Task details.
Each line in the entries below that holds the word "still" belongs in the answer.

Data listing.
PR #2471, opened 2019-09-06
Improve Android Camera1 error and concurrency handling.

cristianoccazinsp:
# Summary
Improve Android Camera1 error and concurrency handling.

NOTE: Please review carefully, creating this PR for some discussion first.

These changes include the following:
- use atomic boolean for capturing photo flag just like video
- add more exception catching and checks
- raise error instead of failing silently if can't capture photo - improve error handling here
- synchronize stop to avoid race conditions and crashes
- delay params updates (surface) if capturing or recording to avoid bugs
- do not allow video or photo capture if already doing video or photo

## Test Plan

Tested on Android 8.1 (Moto G5), Android 9 and 10 (Pixel 2)

-

-

## Compatibility

| OS      | Implemented |
| ------- | :---------: |
| iOS     |    ✅     |
| Android |    ✅     |

## Checklist

### DIFF
--- a/android/src/main/java/com/google/android/cameraview/Camera1.java
+++ b/android/src/main/java/com/google/android/cameraview/Camera1.java
@@ -86,7 +86,7 @@ class Camera1 extends CameraViewImpl implements MediaRecorder.OnInfoListener,
 
     private String mVideoPath;
 
-    private boolean mIsRecording;
+    private final AtomicBoolean mIsRecording = new AtomicBoolean(false);
 
     private final SizeMap mPreviewSizes = new SizeMap();
 
@@ -120,6 +120,8 @@ class Camera1 extends CameraViewImpl implements MediaRecorder.OnInfoListener,
 
     private boolean mIsScanning;
 
+    private boolean mustUpdateSurface;
+
     private SurfaceTexture mPreviewTexture;
 
     Camera1(Callback callback, PreviewImpl preview) {
@@ -127,11 +129,7 @@ class Camera1 extends CameraViewImpl implements MediaRecorder.OnInfoListener,
         preview.setCallback(new PreviewImpl.Callback() {
             @Override
             public void onSurfaceChanged() {
-                if (mCamera != null) {
-                    setUpPreview();
-                    mIsPreviewActive = false;
-                    adjustCameraParameters();
-                }
+                updateSurface();
             }
 
             @Override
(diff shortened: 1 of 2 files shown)


android/src/main/java/com/google/android/cameraview/Camera1.java
```diff
@@ -86,7 +86,7 @@
 
     private String mVideoPath;
 
-    private boolean mIsRecording;
+    private final AtomicBoolean mIsRecording = new AtomicBoolean(false);
```
sibelius: How this works?

cristianoccazinsp: This change was so this flag is also consistent with the photo capture one which was already atomic. Basically, this is to prevent the variable from getting changed concurrently and end up setting up a record or capture twice.

cristianoccazinsp:
> Do you have a state machine of all possible camera states?

Not in a picture, but it is basically ready / not ready / recording / capturing.

I'm still waiting on some more tests from other devices that are known to be more problematic (Samsungs, Xiaomi). But I think these changes make the capture/record calls more similar to iOS' one. If you test on IOS, you will see you get nice errors when trying to capture or record if already doing something. On Android, however, it would either crash or fail silently before these changes.

cristianoccazinsp:
There's still one edge case I couldn't resolve (because there's no way to reject the photo capture promise from Camera1). If the app is paused while the camera is processing a photo (e.g., the stop method is called), the PictureCallback is never fired, and hence the promise is never resolved. However, when the app resumes it will at least reset the capturing flag and the camera will be usable (before the camera would plain simply become unusable and would need to be re-created).

The ideal fix would reject the promise if capturing a photo, but making the promise all the way down to the Camera1 class would mean changing a million interfaces and classes which I think it's not worth the effort for such an edge case.

sibelius:
can you have a Map that store all unresolved promises, and then reject them onResume?

cristianoccazinsp:
The thing is no promise object ever makes it up to the Camera1 class.  I probably don't have enough knowledge of the code, but the only available "communication" from Camera1 to the rest of the components is through the callback object, but sadly, it only has a onPictureTaken callback and not a onPictureError or something like that.

My other guess is that we could fire the picture callback with null data, but that also probably requires a bunch of changes in all the clases that use it. The other problem is that we don't really know if the capture failed, the camera API doesn't give you this info, it just never calls the capture callback, so we would need to rely on a "guess" on the stop method to fire such event.

cristianoccazinsp:
Tested on Xiaomi Mi mix 2, and Galaxy Grand Prim as well, no crashes so far.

Answer to the exercise.
I'm still waiting on some more tests from other devices that are known to be more problematic (Samsungs, Xiaomi). But I think these changes make the capture/record calls more similar to iOS' one. If you test on IOS, you will see you get nice errors when trying to capture or record if already doing something. On Android, however, it would either crash or fail silently before these changes.
There's still one edge case I couldn't resolve (because there's no way to reject the photo capture promise from Camera1). If the app is paused while the camera is processing a photo (e.g., the stop method is called), the PictureCallback is never fired, and hence the promise is never resolved. However, when the app resumes it will at least reset the capturing flag and the camera will be usable (before the camera would plain simply become unusable and would need to be re-created).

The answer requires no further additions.